Question

Find the Maclaurin polynomial of degree \(n\) for the given function. $$f(x)=e^{2 x}, \quad n=4$$

Short answer

The Maclaurin polynomial of degree 4 for \( e^{2x} \) is \( 1 + 2x + 2x^2 + \frac{4}{3}x^3 + \frac{2}{3}x^4 \).

Step-by-step solution

Recall the Maclaurin Series Format

The Maclaurin series of a function \( f(x) \) is given by:\[ f(x) = f(0) + f'(0)x + \frac{f''(0)}{2!}x^2 + \frac{f'''(0)}{3!}x^3 + \cdots \]To find the Maclaurin polynomial of degree \( n \), we calculate the terms up to \( x^n \).

Calculate the Derivatives

Compute the first four derivatives of \( f(x) = e^{2x} \):- \( f(x) = e^{2x} \)- \( f'(x) = 2e^{2x} \)- \( f''(x) = 4e^{2x} \)- \( f'''(x) = 8e^{2x} \)- \( f^{(4)}(x) = 16e^{2x} \)

Evaluate the Derivatives at x = 0

Substitute \( x = 0 \) into each derivative:- \( f(0) = e^0 = 1 \)- \( f'(0) = 2e^0 = 2 \)- \( f''(0) = 4e^0 = 4 \)- \( f'''(0) = 8e^0 = 8 \)- \( f^{(4)}(0) = 16e^0 = 16 \)

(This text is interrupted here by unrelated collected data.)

PR #1797, opened 2024-04-04
Add object factories to ISelection interface

laeubi:
Currently creating a IStructuredSelection requires to reference a concrete implementing class, also handling null is explicitly required and only List or Array are supported.

This adds some new object factory methods similar to what users are used to with the Optional.of(...) / List.of(...) and similar and adds some usages of the new methods.

### DIFF
--- a/bundles/org.eclipse.jface/src/org/eclipse/jface/viewers/IStructuredSelection.java
+++ b/bundles/org.eclipse.jface/src/org/eclipse/jface/viewers/IStructuredSelection.java
@@ -1,5 +1,5 @@
 /*******************************************************************************
- * Copyright (c) 2000, 2023 IBM Corporation and others.
+ * Copyright (c) 2000, 2024 IBM Corporation and others.
  *
  * This program and the accompanying materials
  * are made available under the terms of the Eclipse Public License 2.0
@@ -11,9 +11,11 @@
  * Contributors:
  *     IBM Corporation - initial API and implementation
  *     Christoph Läubrich - add support for stream() method
+ *                        - add support for factory methods
  *******************************************************************************/
 package org.eclipse.jface.viewers;
 
+import java.util.Collection;
 import java.util.Iterator;
 import java.util.List;
 import java.util.stream.Stream;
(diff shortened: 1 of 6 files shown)


bundles/org.eclipse.jface/src/org/eclipse/jface/viewers/IStructuredSelection.java
```diff
@@ -71,4 +73,59 @@ public interface IStructuredSelection extends ISelection, Iterable {
...
+
+	/**
+	 * Created a new {@link IStructuredSelection} containing the given object
+	 *
+	 * @param objects the object to contain in the selection
+	 * @return a {@link IStructuredSelection} containing the given elements
+	 */
+	static IStructuredSelection of(Object... objects) {
+		return new StructuredSelection(List.of(objects));
+	}
```
mickaelistria: With jshell, for this code
```
String m(Object o) { return "Single obj";}
String m(Object... o) { return "Multiple objs";}
m(new String[] {})
```
I get this warning:
```
|  Warning:
|  non-varargs call of varargs method with inexact argument type for last parameter;
|    cast to java.lang.Object for a varargs call
|    cast to java.lang.Object[] for a non-varargs call and to suppress this warning
|  m(new String[] {})
|    ^-------------^
$3 ==> "Multiple objs"
```

Isn't there a risk it surfaces in Platform as well for this API?
I fear we might have cases of the selection being made of a single array object which is not to be expanded as object. As we have a constructor for collections already, wouldn't it be safer to skip the varargs constructor?

mickaelistria (commented):
I don't see much added-value here, and while I understand this is an intent to make things simpler, I'm afraid it can introduce some confusion about how to handle `null` or array objects or whether other types are permitted, while the current API makes it very explicit what to expect.
This also gives the impression to end-users that the IStructuredSelection is the only entry point to build a structured selection, while looking at the class hierarchy shows multiple implementations existing (eg TreeSelection), and encourages anyone who needs it to build a new implementation.
So it cannot be a 1-1 replacement and it's usually not more efficient to use it over the existing constructs which give more transparency about what is going to happen and what is possible.

laeubi:
> I'm afraid it can introduce some confusion about how to handle null or array objects or whether other types are permitted, while the current API makes it very explicit what to expect

Why should it be confusing? We can improve the javadoc if there is any uncertainty.

> This also gives the impression to end-users that the IStructuredSelection is the only entry point to build a structured selection while looking at the class hierarchy shows multiple implementations existing (eg TreeSelection), and encourages anyone who needs it to build a new implementation.

I don't think a *user* is encouraged to build an own one and effectively  `TreeSelection` is the only one in whole platform, not even in a testcase there is a single custom implementation so it seems there is rarely a need to implement an own, so I really don't se a problem here, e.g. there are numerous Map/List implementations in the JDK still Map.of(...) are of use for the common case and the same is here with the IStructuredSelection.

> So it cannot be a 1-1 replacement and it's usually not more efficient to use it over the existing constructs which give more transparency about what is going to happen and what is possible.

It is a 1:1 replacement for the 90% case (2156 references to StructuredSelection versus 229 to TreeSelection versus 0 other implementations), still users are not limited to anything.

bundles/org.eclipse.jface/src/org/eclipse/jface/viewers/IStructuredSelection.java
laeubi: I think one can simply rename the method to something like ofElements(...) then.

mickaelistria:
Referencing concrete implementation is not always a bad thing. Or are you aware of a particular case where it is an issue here?
I think this change introduce no functional nor technical benefits over the current usage of the StructuredSelection constructors, and brings some (minor) concerns I mentioned earlier. Overall I don't see it as a positive and profitable addition in Platform. I may be missing some rationale to support it.

laeubi:
The benefit is that I (as a user) compared to using the (only) implementation

- I never care about the underlying implementation, but need to remember it (well its rather trivial here but ...) and it easily let me depend on the impl (e.g. if assigned to a local variable JDT always suggest the concrete type never the interface).
- It misses some convenient ways (e.g. it only allow List as the only collection Type) to construct such object, it can not handle null (so one always has to add checks if in doubt) and that's something that can't change without breaking the existing contracts (and getting error because `null` is ambiguous)
- On many places factories on interfaces are common and programmers get used to it (List.of() / Path.of() / and so on..)
- On the other hand this neither limits nor breaks anything if even we one time invent a "better" StructuredSelection2 Impl I not need to change anything in my code (if I use the factory).

bundles/org.eclipse.jface/src/org/eclipse/jface/viewers/IStructuredSelection.java
laeubi: This is fixed now

laeubi:
This also makes some trivial performance / memory optimizations possible, e.g. for empty arrays/collections this always return StructuredSelection.EMPTY instead of creating a new object + a copy of the array.

mickaelistria (changes requested):
For the reason mentioned above, more importantly the one that tells that ISelection is a publicly extensible type and not just a facade and that IMO factories on interfaces don't fit in that case as those lead users to false impressions of a single constrained entry point, I cannot give a positive review here.
I suggest we ask project leads to take a decision here.

laeubi:
@eclipse-platform/eclipse-platform-project-leads can you please take actions?

PR #1800, opened 2024-04-08
Use optionally computed content type from CompareConfiguration

### LINKED ISSUE #1747: [RFE] Add support for "editor" content types for compare editor / contentViewers extension
Moved from https://github.com/eclipse/tm4e/issues/730.

Currently textmate (and generic editor) based editors seem not support syntax highlighting in compare editor.

Example: in 4.31 Eclipse, set "Generic Text Editor" as default for XML content type, select two `.project` files in Package Explorer and via right click run "Compare With... -> Each Other" command.

That would show both parts of the editor without syntax highlighting:

image

That is of course not working for any other content type with textmate syntax support, XML here was chosen as it is simple to reproduce.

It would be nice if the syntax highlighting for all supported content types of generic editor also would be supported in compare editor.

During the discussion of this request, Mickael mentioned that:

> Enabling (some) generic editor features in the compare viewer has to be declared per content-type, ideally by the same bundle as the one that defines the content-type association with generic editor. Eg from Wild Web Developer https://github.com/eclipse-wildwebdeveloper/wildwebdeveloper/blob/13c104d642e17156c7308ce43a78ccb04edcb55e/org.eclipse.wildwebdeveloper/plugin.xml#L1273C4-L1286C16
> 
> ```
> <extension
>          point="org.eclipse.compare.contentViewers">
>       <contentTypeBinding
>             contentTypeId="org.eclipse.wildwebdeveloper.parent"
>             contentViewerId="org.eclipse.ui.genericeditor.compareViewer">
>       </contentTypeBinding>
>    </extension>
>    <extension
>          point="org.eclipse.compare.contentMergeViewers">
>       <contentTypeBinding
>             contentMergeViewerId="org.eclipse.ui.genericeditor.compareViewer"
>             contentTypeId="org.eclipse.wildwebdeveloper.parent">
>       </contentTypeBinding>
>    </extension>
> ```

and also:

> Note that the generic editor isn't referenced directly here, it's a separate id/object that is assigned to the compare viewer, and there is no declarative mapping between this object and the underlying text editor.
> So it's not trivial to infer the proper compare viewer from the editor association.
> But if you think it's doable, that would indeed be an interesting improvement for Platform.

The problem we have is that editor associations could be manually updated by user, but contentViewers/contentMergeViewers cannot, even if that would technically work (like in generic editor case), because they share same underlying implementation.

Assemble the Maclaurin Polynomial

Substitute the calculated terms into the Maclaurin series formula:\[ P_4(x) = 1 + 2x + \frac{4}{2!}x^2 + \frac{8}{3!}x^3 + \frac{16}{4!}x^4 \]Simplify the coefficients:\[ P_4(x) = 1 + 2x + 2x^2 + \frac{4}{3}x^3 + \frac{2}{3}x^4 \]

Key concepts

Understanding Derivatives

Derivatives are a fundamental concept in calculus, representing the rate at which a function changes at any given point. When dealing with the function \( f(x) = e^{2x} \), derivatives help capture the behavior of the function as we calculate the Maclaurin series.
In essence, finding derivatives involves taking the function and applying a differentiation process:

• The first derivative \( f'(x) = 2e^{2x} \) tells us how the function grows at a particular point.
• Each subsequent derivative represents the rate change of the previous derivative. For instance, \( f''(x) = 4e^{2x} \) represents how the growth rate of \( f'(x) \) itself changes.
• Higher-order derivatives, like the third \( f'''(x) = 8e^{2x} \) and the fourth \( f^{(4)}(x) = 16e^{2x} \), continue this pattern, stripping away layers to reveal intricate details about the function's behavior.

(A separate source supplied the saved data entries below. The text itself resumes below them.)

PR #2108, opened 2024-07-18
Always update incremental search base location, even if RegEx is enabled

### LINKED ISSUE #1915: [find/replace overlay] disabling RegEx resets to the wrong base-location

Wittmaxi:
Update the incremental Base location even if RegEx is enabled and
incremental search is disabled. Once RegEx is disabled, the incremental
base location is thus still valid.

fixes https://github.com/eclipse-platform/eclipse.platform.ui/issues/1915

### DIFF
--- a/bundles/org.eclipse.ui.workbench.texteditor/src/org/eclipse/ui/internal/findandreplace/FindReplaceLogic.java
+++ b/bundles/org.eclipse.ui.workbench.texteditor/src/org/eclipse/ui/internal/findandreplace/FindReplaceLogic.java
@@ -138,7 +138,7 @@ public class FindReplaceLogic implements IFindReplaceLogic {
 
 	@Override
 	public void resetIncrementalBaseLocation() {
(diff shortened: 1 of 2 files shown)


Wittmaxi:
Again, this test fails: https://github.com/eclipse-platform/eclipse.platform.ui/issues/2110

Maybe this isn't a random fail, I will investigate this

PR #2111, opened 2024-07-18
Height reduction of highlight

mvm-sap:
Reduced the thickness of the blue line (highlight) for selected tabs.
For the full details of the change including screenshots see issue: https://github.com/eclipse-platform/eclipse.platform.ui/issues/2114

image

image

See the highlight for the selected Properties tab

### DIFF
--- a/bundles/org.eclipse.e4.ui.workbench.renderers.swt/src/org/eclipse/e4/ui/workbench/renderers/swt/CTabRendering.java
+++ b/bundles/org.eclipse.e4.ui.workbench.renderers.swt/src/org/eclipse/e4/ui/workbench/renderers/swt/CTabRendering.java
@@ -621,10 +621,12 @@ public class CTabRendering extends CTabFolderRenderer implements ICTabRendering,
 			if (onBottom) {
 				highlightOnTop = !highlightOnTop;
 			}
-			int verticalOffset = highlightOnTop ? 0 : bounds.height - 2;
+			int highlightHeight = 2;
+			int verticalOffset = highlightOnTop ? 0 : bounds.height - (highlightHeight - 1);
 			int horizontalOffset = itemIndex == 0 || cornerSize == SQUARE_CORNER ? 0 : 1;
 			int widthAdjustment = cornerSize == SQUARE_CORNER ? 0 : 1;
-			gc.fillRectangle(bounds.x + horizontalOffset, bounds.y + verticalOffset, bounds.width - widthAdjustment, 3);
+			gc.fillRectangle(bounds.x + horizontalOffset, bounds.y + verticalOffset, bounds.width - widthAdjustment,
+					highlightHeight);
 		}
 
 		if (backgroundPattern != null) {


iloveeclipse:
As usually, screenshot before/after would be nice.

HeikoKlare:
This change even makes sense without the overall theme changes, doesn't it? So would it be possible to remove the theme change commit from this PR and make it only consist of the hight reduction? We can probably can faster agree on that and merge than on the overall theme changes.

laeubi:
And can we please add the relevant screenshots here? Its really hard to guess/follow what will _exactly_ be affected here.

Also as far as I can see this will affect **all user** of CTab and is not only a styling change.

HeikoKlare:
Just tried it out. To get a first impression, find some screenshots below. Looks better in my opinion. The old marker was pretty bold and made the overall header not look layouted correctly (the text looked as if it should be placed more to the top when the marker popped up). Only thing I see is a slight vertical misplacement of the marker (there is 1 pixel white line in the tab header below the marker line). This is better visible when using 200% monitor scaling.

Before 100%:
image

After 100%:
image

Before 200%:
image

After 200%:
image

thomasritter:
@HeikoKlare Fully agree with you. We always wanted to do this separately. Regarding the misalignment. Did not notice this before. Looks like we have to push it down by one pixel. What do you think?

bundles/org.eclipse.e4.ui.workbench.renderers.swt/src/org/eclipse/e4/ui/workbench/renderers/swt/CTabRendering.java
```diff
@@ -624,7 +624,7 @@ void drawSelectedTab(int itemIndex, GC gc, Rectangle bounds) {
 			int verticalOffset = highlightOnTop ? 0 : bounds.height - 2;
```
HeikoKlare: I think the cause for the misalignment is the combination with this magic number used for the vertical placement. Changing it to `1` seems to solve the issue.

I propose to put the highlight thickness into a separate variable and use it here for the offset calculation as well as for the line thickness. That improves modifiability and comprehensibility (like always when facing magic numbers 🙂 ).

HeikoKlare:
Thank you for the update! To me, this looks good now. @mvm-sap could you please squash the commits to a single one.

I propose to merge this soon to receive feedback of early adopters that do not take notice of and investigate each PR. Thus, if no one objects, I will merge until end of today.

Here is how it looks now, also incorporating the new theme that has just been merged. I see even more value in this change with the new themes, as now every view/editor stack shows a highlight at the selected tab, which makes the existing highlights look even more bulky.

Before:
image

After:
image

thomasritter:
Looks good to me as well. Yes, once we start using the theme we noticed that the underline is too thick. Looking forward to see how it feels with the smaller one.

HeikoKlare (approved):
Thank you for updating the PR! Looks good now. I've just tested again. Once the builds are done, let's merge it, so it might still be part of M2.

vogella:
Mac failure seems unrelated

HeikoKlare:
> Mac failure seems unrelated

@vogella fyi: this kind of failure is documented here: https://github.com/eclipse-pde/eclipse.pde/issues/1310
The problem is that these kinds of failures abort a build, thus you will not know whether the build would have also failed for other reasons later on. I don't see a problem w.r.t. this PR, but just wanted to share information about this kind of failure, so in case there are PRs with changes that have a chance to fail OS-specifically, it might make sense to rerun such builds.

thomasritter:
I played around with the newest iBuild, yesterday. For me this is a change which needs time to get used to. So, I do not want to give an opinion on it, yet. However, while I personally prefer minimalist designs. I am currently not sure if this is pushing it too far to the minimalist side. In the end, form should follow functions and not the other way around.

@HannesWell already posted some thoughts that the new tab design makes them less visible (https://github.com/eclipse-platform/eclipse.platform.ui/issues/2114#issuecomment-2253186447). The new tab design is the standard in modern UIs and modern means more minimalist, more focus on whitespacing. But his comment motivated me to look at existing designs for tabs, again. Here a collection of examples which might be helpful for you.

**Eclipse new light theme before this change (Line-weight: thick, Font-weight: light)**
image

**Eclipse new light theme with this change (Line-weight: thin, Font-weight: light)**
image

**Intellij light theme (Line-weight: thick, Font-weight: light)**
Screenshot 2024-07-29 at 16 53 07

**VS Code light theme (Line-weight: thin, Font-weight: medium -> not selected tabs are grey)**
Screenshot 2024-07-29 at 16 52 48

**Microsoft Teams (Line-weight: thick, Font-weight: thick)**
Screenshot 2024-07-29 at 16 51 56

**Microsoft Outlook (Line-weight: thick, Font-weight: thick)**
Screenshot 2024-07-29 at 16 51 32

**Some thoughts**
The current tab design is definitely the right direction. Following this direction more tweaks are possible:

1) Keep the old thicker line thickness but round off the edges. Intellij und Microsoft Office products use that trick. The line is thicker but feels a little bit lighter. Here a quick mock up.

Image 30 07 24 at 15 40

2) The new light theme removed a lot of visual clutter including a lot of vertical and horizontal lines. For the view tabs section it might be better to add the line back. It helps separating the view tab section from the view content section. Have a look at the Intellij screenshot to see how this looks like. With the additional line the thin blue line feels a lot stronger. I also mocked an Eclipse version below.

Image 30 07 24 at 15 39

What are your thoughts?

BeckerWdf:
> **Some thoughts** The current tab design is definitely the right direction. Following this direction more tweaks are possible:
> 
> 1. Keep the old thicker line thickness but round off the edges. Intellij und Microsoft Office products use that trick. The line is thicker but feels a little bit lighter. 

> 2. The new light theme removed a lot of visual clutter including a lot of vertical and horizontal lines. For the view tabs section it might be better to add the line back. It helps separating the view tab section from the view content section. Have a look at the Intellij screenshot to see how this looks like. With the additional line the thin blue line feels a lot stronger.
> What are your thoughts?

I personally have the feeling that proposal 2 is a good one. It not only makes the "blue" line feeling thicker but also helps in separating the view tabs from the view content.

HannesWell:
> > 2. The new light theme removed a lot of visual clutter including a lot of vertical and horizontal lines. For the view tabs section it might be better to add the line back. It helps separating the view tab section from the view content section. Have a look at the Intellij screenshot to see how this looks like. With the additional line the thin blue line feels a lot stronger.
> > What are your thoughts?
> 
> I personally have the feeling that proposal 2 is a good one. It not only makes the "blue" line feeling thicker but also helps in separating the view tabs from the view content.

Agree with that. I would also prefer a visual horizontal separation better, especially for inactive tabs.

At each derivative level, setting \( x = 0 \) allows us to assess these rates directly at the center point of the Maclaurin series, creating core components to build the polynomial. This evaluation forms the scaffold for constructing a polynomial that approximates the original function around this center.

Diving into Series Expansion

A series expansion represents a function as an infinite sum of terms. The Maclaurin series is a specific type of series expansion that expresses a function \( f(x) \) around the point \( x = 0 \).In each step of the Maclaurin series, we calculate derivatives and evaluate them at \( x = 0 \):

• The \( f(0) \) term gives the function's base point from which expansions start.
• Each derivative, such as \( f'(0) \), \( f''(0) \), contributes differently scaled terms like \( x^1, x^2 \).
• We divide these contributions by factorial numbers (e.g., \( 2! \), \( 3! \)) to maintain accuracy when summing terms.

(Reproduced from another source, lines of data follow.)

PR #2119, opened 2024-07-22
Find/Replace Overlay: adapt to target theming

### LINKED ISSUE #2118: Find/Replace Overlay not adapted to theme of Editor
The Find/Replace Overlay should adapt to the theming of the editor, currently it looks like a foreign body

grafik

Wittmaxi:
grafik

The find/replace overlay now gets it's colors from the targetted view if the target is a text editor.

fixes #2118

Before:
grafik

Light theme: 
grafik

### DIFF
--- a/bundles/org.eclipse.ui.workbench.texteditor/src/org/eclipse/ui/internal/findandreplace/overlay/FindReplaceOverlay.java
+++ b/bundles/org.eclipse.ui.workbench.texteditor/src/org/eclipse/ui/internal/findandreplace/overlay/FindReplaceOverlay.java
@@ -466,11 +466,17 @@ public class FindReplaceOverlay extends Dialog {
 	 * grab it's color and then immediately dispose of that bar.
 	 */
 	private void retrieveBackgroundColor() {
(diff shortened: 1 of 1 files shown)


Wittmaxi:
@thomasritter @BeckerWdf You are closer to the theme revamp than I am. What do you think of this change? Is this the best way to apply your theme to our overaly?

thomasritter:
Thanks for the heads-up. I will start using it to get a feel for it.

We usually look at other applications for inspirations first. So, I would recommend that you look at:

- VS Code
- Intellij
- Firefox, Chrome
- Notepad
- ...

See how they integrated it. Get some inspirations and find out what makes most sense in the Eclipse environment.

Wittmaxi:
@thomasritter Do you think it would make sense to merge this as a kind of "dogfooding"-PR and possibly change or revert it later on?

IntelliJ has the search themed to match with the Editor:
grafik

VScode does the same (except vscode has the editor lighter than the outside)
grafik

The windows editor has a "real overlay", I don't think it really applies to our case
grafik

Based on this, I believe that my change is an improvement for the theming. In any case, the new change in theming makes the Overlay stick out like a sore thumb - we should find *some* solution for it

vogella:
LGTM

This series is infinitely long; however, for practical purposes, we truncate the series. Creating a truncated series up to a certain degree \( n \), like in this exercise, gives a polynomial approximation of the function.

Polishing with Polynomial Approximation

Polynomial approximation involves creating a polynomial that closely mimics a function's behavior around a specific point. In our exercise, reaching the final Maclaurin polynomial means effectively approximating \( f(x) = e^{2x} \) using a fourth-degree polynomial \( P_4(x) \).The purpose of this approximation is to simplify calculations:

• Exact representation: The derived polynomial \( P_4(x) = 1 + 2x + 2x^2 + \frac{4}{3}x^3 + \frac{2}{3}x^4 \) closely follows the original function near \( x = 0 \).
• Solving: Polynomial expressions are easier to evaluate and analyze than functions with exponential terms.
• Flexibility: This form enables practical computation in scenarios where exact function values are unwieldy or impossible to derive quickly.

Using polynomial approximations like this is crucial in numerical methods where concise, approximate solutions facilitate problem-solving without diving into more complex original functions.